Task item ::
Your task is to copy the stretch of lines in the records below that begins with the line containing "nibanks: We do" and ends with the line containing "youyuanwu: Not in", exactly as written, with nothing added.

Exercise data ::
=== Begin Enclosure ===
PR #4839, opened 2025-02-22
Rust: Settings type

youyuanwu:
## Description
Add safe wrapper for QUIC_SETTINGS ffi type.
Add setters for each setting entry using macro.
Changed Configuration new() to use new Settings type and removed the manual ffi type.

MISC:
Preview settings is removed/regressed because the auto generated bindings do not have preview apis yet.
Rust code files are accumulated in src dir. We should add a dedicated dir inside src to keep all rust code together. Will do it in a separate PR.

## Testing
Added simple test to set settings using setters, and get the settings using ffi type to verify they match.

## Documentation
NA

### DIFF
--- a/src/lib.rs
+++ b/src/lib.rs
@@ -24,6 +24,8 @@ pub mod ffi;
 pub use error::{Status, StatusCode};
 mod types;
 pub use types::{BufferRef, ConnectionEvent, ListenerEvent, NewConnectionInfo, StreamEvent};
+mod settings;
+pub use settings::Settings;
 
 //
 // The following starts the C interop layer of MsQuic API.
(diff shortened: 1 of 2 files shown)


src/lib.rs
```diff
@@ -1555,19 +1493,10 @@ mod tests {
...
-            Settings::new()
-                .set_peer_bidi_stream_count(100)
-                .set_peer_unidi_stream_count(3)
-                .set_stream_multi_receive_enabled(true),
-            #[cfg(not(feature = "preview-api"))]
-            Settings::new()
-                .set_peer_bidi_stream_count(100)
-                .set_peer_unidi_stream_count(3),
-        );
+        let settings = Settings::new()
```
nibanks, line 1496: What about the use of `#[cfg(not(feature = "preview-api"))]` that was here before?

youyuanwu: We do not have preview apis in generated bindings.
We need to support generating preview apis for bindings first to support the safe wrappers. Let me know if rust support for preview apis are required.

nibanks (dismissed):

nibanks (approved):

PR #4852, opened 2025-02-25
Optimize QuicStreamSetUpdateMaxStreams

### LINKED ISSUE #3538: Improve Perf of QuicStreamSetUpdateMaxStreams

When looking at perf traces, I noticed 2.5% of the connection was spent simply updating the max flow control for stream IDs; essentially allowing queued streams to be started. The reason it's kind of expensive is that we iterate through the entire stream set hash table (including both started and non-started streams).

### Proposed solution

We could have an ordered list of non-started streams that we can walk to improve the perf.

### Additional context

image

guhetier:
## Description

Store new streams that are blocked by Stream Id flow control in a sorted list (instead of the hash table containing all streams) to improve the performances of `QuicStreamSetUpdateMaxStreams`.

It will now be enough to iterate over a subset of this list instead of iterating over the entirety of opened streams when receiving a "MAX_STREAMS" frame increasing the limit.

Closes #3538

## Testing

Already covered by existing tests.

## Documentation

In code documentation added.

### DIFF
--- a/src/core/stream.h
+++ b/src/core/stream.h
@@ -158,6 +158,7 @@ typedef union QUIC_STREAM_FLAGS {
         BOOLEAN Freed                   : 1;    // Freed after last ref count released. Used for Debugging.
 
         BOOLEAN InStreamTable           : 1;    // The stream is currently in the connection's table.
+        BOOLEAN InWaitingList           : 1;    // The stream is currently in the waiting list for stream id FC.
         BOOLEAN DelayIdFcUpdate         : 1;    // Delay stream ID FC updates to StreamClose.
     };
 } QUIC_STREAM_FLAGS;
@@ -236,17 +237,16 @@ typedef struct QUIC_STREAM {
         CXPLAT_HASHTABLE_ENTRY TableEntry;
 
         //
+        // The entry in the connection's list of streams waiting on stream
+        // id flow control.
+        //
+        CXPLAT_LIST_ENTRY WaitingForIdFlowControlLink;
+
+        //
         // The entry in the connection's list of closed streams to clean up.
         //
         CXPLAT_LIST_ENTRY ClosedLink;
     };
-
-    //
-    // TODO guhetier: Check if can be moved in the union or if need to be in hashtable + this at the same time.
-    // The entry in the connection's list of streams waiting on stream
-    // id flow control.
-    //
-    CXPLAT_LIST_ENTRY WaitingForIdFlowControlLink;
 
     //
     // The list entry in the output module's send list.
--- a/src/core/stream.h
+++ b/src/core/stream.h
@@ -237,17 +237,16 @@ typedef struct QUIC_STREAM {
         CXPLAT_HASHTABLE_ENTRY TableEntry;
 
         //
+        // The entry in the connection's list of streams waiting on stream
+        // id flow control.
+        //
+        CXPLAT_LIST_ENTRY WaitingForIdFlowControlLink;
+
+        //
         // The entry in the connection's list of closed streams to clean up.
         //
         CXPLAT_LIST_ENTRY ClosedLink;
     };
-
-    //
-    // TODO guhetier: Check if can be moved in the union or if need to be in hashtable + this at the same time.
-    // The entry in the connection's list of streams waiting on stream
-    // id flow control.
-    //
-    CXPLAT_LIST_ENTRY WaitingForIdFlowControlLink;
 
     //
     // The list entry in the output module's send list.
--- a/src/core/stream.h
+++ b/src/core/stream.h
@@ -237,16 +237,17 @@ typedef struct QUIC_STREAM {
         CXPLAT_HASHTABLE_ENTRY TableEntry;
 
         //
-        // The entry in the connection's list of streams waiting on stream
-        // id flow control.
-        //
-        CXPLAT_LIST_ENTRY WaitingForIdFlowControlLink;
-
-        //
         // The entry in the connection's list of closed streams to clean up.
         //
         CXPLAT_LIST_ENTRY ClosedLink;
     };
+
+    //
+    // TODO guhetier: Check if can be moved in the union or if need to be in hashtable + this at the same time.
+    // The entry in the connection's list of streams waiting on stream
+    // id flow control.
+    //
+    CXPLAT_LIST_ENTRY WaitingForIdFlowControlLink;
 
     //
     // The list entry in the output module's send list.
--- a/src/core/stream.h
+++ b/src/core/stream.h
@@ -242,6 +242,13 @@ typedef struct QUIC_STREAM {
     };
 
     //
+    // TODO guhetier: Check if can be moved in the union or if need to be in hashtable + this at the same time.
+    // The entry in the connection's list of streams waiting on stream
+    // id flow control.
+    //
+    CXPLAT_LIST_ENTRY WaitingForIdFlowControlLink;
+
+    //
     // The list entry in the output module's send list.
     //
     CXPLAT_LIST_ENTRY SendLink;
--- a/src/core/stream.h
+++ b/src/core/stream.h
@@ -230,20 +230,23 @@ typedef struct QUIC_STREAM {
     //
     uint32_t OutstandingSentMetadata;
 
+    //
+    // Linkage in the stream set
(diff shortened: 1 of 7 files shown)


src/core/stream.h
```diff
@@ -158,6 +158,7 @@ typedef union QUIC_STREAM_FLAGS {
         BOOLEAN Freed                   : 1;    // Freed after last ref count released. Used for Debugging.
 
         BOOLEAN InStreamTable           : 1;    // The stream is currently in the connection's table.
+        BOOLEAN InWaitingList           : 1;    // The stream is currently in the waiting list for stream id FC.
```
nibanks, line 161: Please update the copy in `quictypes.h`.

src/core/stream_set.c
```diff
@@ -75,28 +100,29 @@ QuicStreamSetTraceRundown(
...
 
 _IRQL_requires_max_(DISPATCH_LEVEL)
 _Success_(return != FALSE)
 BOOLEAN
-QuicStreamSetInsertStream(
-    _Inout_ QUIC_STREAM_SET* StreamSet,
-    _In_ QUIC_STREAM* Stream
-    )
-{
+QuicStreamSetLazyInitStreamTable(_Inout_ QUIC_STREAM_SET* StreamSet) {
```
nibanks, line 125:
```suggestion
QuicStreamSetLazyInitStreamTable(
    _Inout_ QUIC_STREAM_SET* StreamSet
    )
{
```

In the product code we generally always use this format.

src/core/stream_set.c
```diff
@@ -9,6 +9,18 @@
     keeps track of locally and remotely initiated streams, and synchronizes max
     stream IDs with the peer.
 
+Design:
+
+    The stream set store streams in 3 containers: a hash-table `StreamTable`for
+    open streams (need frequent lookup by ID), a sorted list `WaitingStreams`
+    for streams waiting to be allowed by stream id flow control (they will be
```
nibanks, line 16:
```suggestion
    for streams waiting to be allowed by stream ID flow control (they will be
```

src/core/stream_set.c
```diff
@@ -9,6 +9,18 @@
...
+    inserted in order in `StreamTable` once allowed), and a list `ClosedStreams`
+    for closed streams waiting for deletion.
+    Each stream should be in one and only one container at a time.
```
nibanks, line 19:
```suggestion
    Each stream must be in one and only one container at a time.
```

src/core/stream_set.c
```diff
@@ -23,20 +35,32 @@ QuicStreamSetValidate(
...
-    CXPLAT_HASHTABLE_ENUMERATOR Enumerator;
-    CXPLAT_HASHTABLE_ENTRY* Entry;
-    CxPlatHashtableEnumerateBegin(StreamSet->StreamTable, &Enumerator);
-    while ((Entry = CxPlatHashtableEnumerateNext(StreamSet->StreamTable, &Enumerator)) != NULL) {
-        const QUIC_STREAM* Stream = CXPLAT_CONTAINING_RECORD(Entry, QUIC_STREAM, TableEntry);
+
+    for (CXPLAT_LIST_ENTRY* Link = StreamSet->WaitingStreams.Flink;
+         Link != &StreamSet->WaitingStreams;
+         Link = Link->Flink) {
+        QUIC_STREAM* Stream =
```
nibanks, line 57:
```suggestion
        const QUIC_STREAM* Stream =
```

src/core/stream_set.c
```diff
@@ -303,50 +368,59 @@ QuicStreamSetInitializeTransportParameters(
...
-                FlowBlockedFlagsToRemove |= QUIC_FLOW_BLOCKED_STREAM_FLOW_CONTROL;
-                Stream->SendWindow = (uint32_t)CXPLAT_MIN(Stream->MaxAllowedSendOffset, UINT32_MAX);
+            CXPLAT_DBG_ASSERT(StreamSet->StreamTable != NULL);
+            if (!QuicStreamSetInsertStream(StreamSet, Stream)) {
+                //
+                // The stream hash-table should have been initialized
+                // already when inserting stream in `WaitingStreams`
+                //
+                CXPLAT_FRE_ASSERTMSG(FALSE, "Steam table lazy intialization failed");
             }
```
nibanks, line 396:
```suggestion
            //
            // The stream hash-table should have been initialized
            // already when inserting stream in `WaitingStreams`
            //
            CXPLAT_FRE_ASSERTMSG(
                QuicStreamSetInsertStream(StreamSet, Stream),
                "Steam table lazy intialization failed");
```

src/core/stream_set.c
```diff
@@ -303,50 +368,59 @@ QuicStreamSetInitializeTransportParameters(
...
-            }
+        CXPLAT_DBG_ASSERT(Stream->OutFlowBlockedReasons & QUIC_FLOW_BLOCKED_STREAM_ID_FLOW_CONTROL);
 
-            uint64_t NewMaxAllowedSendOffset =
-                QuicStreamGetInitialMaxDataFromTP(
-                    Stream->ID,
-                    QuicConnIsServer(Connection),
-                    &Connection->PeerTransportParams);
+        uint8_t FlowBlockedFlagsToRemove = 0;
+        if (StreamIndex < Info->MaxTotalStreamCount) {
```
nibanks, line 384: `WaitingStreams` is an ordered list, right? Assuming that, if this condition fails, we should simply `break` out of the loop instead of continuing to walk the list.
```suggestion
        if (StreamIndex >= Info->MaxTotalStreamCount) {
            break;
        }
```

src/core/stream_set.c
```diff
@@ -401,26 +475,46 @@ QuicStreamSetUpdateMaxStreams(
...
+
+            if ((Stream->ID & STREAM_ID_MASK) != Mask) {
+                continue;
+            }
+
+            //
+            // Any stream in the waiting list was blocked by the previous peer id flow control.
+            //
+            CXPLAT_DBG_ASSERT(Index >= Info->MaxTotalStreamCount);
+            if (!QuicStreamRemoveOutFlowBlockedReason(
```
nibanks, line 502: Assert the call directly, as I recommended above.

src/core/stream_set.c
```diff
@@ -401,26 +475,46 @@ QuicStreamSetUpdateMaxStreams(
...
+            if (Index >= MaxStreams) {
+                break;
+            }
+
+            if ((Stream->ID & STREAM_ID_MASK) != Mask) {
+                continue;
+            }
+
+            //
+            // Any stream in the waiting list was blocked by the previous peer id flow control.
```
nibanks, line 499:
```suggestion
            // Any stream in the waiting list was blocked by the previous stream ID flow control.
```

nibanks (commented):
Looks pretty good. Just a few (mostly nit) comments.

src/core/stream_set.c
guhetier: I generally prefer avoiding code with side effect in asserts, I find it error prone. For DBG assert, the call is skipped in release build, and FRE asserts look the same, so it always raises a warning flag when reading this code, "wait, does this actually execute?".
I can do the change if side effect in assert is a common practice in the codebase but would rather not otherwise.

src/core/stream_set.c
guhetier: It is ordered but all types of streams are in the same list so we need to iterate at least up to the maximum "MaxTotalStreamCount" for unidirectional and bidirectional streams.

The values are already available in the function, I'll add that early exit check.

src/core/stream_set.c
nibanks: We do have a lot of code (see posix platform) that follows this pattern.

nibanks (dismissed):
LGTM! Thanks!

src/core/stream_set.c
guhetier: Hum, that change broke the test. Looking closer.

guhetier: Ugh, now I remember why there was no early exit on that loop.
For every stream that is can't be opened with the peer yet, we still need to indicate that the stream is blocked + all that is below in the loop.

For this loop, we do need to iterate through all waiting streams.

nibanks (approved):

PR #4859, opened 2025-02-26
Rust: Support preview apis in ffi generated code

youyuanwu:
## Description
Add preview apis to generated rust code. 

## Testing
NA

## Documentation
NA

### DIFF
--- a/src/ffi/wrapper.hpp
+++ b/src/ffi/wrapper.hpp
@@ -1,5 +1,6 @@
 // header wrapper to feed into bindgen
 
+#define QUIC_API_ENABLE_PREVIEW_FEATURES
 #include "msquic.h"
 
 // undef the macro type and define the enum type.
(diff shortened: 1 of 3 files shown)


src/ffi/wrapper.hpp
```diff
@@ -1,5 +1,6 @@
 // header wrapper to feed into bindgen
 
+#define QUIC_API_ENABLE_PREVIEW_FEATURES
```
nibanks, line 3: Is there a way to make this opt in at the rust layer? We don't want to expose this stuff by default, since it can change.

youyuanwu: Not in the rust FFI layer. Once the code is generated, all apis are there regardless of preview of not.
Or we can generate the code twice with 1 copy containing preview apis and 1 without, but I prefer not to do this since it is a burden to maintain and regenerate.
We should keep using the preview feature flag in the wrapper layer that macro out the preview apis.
=== End Enclosure ===
Solution for this exercise ::
nibanks: We do have a lot of code (see posix platform) that follows this pattern.

nibanks (dismissed):
LGTM! Thanks!

src/core/stream_set.c
guhetier: Hum, that change broke the test. Looking closer.

guhetier: Ugh, now I remember why there was no early exit on that loop.
For every stream that is can't be opened with the peer yet, we still need to indicate that the stream is blocked + all that is below in the loop.

For this loop, we do need to iterate through all waiting streams.

nibanks (approved):

PR #4859, opened 2025-02-26
Rust: Support preview apis in ffi generated code

youyuanwu:
## Description
Add preview apis to generated rust code. 

## Testing
NA

## Documentation
NA

### DIFF
--- a/src/ffi/wrapper.hpp
+++ b/src/ffi/wrapper.hpp
@@ -1,5 +1,6 @@
 // header wrapper to feed into bindgen
 
+#define QUIC_API_ENABLE_PREVIEW_FEATURES
 #include "msquic.h"
 
 // undef the macro type and define the enum type.
(diff shortened: 1 of 3 files shown)


src/ffi/wrapper.hpp
```diff
@@ -1,5 +1,6 @@
 // header wrapper to feed into bindgen
 
+#define QUIC_API_ENABLE_PREVIEW_FEATURES
```
nibanks, line 3: Is there a way to make this opt in at the rust layer? We don't want to expose this stuff by default, since it can change.

youyuanwu: Not in the rust FFI layer. Once the code is generated, all apis are there regardless of preview of not.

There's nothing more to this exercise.